(Beginning of Records supplied)

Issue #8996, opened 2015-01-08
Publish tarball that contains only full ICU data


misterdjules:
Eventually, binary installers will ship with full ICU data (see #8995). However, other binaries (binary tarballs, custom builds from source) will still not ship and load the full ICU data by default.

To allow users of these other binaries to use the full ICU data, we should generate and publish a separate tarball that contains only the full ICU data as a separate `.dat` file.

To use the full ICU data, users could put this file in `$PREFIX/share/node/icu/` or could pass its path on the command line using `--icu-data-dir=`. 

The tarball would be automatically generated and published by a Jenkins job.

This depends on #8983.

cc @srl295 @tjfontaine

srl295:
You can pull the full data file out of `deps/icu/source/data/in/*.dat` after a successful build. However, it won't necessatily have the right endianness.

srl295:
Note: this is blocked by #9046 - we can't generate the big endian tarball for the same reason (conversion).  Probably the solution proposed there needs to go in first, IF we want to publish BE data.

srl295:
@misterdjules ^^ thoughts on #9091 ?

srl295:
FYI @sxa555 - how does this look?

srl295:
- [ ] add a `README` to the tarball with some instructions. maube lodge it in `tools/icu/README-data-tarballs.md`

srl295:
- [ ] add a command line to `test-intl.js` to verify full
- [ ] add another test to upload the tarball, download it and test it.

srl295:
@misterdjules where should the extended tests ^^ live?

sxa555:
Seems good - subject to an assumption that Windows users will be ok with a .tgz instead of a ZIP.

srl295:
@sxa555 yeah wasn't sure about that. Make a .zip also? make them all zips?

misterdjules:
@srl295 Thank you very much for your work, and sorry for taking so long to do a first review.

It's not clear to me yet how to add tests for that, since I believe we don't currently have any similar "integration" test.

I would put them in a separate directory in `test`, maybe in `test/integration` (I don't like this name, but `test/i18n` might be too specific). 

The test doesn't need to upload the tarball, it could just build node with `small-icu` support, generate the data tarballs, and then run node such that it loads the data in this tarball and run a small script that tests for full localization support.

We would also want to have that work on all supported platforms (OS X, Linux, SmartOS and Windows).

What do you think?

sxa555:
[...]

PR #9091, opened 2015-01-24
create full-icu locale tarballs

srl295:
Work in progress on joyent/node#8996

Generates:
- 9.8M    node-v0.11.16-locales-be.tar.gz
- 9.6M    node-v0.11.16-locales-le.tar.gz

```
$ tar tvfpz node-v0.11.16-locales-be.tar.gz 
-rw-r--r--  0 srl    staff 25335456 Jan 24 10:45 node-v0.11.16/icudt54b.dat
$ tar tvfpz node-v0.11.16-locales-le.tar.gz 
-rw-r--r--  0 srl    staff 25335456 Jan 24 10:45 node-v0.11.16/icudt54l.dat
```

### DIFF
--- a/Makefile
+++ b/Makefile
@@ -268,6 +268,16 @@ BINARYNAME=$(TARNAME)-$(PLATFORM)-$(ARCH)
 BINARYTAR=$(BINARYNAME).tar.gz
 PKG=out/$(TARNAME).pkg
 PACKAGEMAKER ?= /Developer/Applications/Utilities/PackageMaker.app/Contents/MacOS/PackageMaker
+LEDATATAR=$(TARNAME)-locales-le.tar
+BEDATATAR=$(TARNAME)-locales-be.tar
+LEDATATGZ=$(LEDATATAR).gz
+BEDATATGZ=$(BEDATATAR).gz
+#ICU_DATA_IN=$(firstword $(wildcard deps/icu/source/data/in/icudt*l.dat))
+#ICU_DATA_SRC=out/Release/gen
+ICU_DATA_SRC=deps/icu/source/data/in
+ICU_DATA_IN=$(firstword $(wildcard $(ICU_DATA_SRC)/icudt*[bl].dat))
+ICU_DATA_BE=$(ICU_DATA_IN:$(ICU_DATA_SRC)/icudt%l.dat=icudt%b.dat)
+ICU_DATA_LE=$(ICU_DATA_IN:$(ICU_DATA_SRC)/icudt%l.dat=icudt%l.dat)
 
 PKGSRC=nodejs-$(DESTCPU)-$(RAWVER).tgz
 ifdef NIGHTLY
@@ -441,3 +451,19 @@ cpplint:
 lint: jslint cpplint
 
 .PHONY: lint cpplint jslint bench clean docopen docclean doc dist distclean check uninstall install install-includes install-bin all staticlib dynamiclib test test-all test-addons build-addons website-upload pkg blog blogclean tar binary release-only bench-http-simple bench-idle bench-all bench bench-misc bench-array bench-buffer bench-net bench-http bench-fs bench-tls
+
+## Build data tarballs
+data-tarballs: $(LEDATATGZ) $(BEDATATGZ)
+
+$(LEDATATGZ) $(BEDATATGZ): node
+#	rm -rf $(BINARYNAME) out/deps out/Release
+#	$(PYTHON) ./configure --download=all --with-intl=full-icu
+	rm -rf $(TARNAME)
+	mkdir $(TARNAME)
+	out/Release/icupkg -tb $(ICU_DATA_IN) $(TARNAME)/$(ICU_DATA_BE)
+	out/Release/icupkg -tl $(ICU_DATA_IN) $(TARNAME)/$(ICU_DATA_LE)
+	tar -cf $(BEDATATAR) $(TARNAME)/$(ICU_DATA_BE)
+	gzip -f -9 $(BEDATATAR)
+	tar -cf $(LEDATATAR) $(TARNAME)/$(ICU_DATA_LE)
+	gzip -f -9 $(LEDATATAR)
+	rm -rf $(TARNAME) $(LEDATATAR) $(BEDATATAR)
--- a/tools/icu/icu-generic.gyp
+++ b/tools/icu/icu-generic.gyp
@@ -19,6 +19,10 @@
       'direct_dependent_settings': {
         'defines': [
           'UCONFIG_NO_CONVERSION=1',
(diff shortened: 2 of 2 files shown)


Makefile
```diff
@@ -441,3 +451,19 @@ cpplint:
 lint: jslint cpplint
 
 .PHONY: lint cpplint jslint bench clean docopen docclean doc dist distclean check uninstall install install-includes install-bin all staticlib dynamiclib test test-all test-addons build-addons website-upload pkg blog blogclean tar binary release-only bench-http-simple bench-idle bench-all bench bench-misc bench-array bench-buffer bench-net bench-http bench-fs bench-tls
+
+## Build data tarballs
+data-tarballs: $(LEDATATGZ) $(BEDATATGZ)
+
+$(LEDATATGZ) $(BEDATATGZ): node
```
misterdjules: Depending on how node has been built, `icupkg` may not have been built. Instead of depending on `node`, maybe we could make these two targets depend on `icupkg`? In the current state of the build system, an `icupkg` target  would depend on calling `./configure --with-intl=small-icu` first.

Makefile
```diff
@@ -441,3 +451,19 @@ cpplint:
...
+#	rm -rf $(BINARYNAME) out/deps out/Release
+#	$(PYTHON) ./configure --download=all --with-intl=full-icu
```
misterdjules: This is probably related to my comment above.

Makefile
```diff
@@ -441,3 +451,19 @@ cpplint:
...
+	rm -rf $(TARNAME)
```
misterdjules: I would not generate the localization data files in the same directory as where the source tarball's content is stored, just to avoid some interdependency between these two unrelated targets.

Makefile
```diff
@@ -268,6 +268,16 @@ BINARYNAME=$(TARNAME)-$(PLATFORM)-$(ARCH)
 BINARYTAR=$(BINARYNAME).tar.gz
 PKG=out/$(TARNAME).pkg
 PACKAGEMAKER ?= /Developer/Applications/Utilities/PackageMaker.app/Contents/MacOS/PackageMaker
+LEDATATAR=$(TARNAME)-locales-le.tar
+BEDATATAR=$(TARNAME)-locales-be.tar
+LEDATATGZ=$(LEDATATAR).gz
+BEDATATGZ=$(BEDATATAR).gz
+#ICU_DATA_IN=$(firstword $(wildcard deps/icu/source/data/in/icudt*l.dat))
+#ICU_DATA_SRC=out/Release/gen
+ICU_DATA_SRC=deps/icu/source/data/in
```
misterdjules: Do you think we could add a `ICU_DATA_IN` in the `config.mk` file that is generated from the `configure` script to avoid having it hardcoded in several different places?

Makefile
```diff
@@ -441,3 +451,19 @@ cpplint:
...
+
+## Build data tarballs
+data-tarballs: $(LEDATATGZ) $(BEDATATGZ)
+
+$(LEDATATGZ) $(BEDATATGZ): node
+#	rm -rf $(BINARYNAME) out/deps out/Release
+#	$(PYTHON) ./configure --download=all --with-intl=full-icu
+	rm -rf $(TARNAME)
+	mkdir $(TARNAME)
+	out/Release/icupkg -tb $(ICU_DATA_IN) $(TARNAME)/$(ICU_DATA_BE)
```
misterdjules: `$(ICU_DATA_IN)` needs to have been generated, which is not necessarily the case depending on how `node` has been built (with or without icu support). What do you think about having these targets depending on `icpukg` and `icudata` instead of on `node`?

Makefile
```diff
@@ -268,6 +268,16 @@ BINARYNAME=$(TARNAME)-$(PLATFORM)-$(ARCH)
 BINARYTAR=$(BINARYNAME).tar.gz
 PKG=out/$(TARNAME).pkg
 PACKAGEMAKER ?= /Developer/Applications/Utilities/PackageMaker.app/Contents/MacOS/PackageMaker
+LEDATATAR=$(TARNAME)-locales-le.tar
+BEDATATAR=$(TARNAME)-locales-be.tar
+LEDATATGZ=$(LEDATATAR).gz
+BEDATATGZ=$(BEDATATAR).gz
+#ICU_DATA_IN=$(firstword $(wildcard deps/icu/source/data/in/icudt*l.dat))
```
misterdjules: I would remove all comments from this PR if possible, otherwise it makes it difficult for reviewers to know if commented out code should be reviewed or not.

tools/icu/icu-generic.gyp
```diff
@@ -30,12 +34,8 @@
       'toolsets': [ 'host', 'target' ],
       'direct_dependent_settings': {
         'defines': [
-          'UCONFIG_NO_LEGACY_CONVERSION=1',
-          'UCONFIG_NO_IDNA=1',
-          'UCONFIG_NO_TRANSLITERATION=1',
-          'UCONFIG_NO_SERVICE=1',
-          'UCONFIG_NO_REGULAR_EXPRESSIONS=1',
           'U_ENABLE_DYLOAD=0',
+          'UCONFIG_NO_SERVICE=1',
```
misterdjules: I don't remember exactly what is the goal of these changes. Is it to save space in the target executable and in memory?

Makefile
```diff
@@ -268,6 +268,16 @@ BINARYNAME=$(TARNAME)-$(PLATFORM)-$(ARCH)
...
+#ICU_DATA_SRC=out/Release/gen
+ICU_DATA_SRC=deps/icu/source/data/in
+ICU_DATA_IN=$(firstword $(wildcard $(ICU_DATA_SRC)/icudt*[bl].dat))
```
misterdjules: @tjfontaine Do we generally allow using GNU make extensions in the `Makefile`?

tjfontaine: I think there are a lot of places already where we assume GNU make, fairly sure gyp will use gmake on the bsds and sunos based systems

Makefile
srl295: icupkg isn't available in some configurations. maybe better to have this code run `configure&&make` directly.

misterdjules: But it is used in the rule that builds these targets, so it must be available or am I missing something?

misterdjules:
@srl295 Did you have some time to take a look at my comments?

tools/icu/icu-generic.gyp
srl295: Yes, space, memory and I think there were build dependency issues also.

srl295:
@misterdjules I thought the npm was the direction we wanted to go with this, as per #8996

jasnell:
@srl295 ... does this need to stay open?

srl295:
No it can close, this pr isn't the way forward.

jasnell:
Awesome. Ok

(End of Records supplied)
(Beginning of Records supplied)

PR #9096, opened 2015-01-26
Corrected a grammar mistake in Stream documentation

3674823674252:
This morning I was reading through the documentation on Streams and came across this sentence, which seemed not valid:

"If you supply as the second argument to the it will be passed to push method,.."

(End of Records supplied)

Throughout the data, tally the lines that hold the string "think" and report the tally alone.

5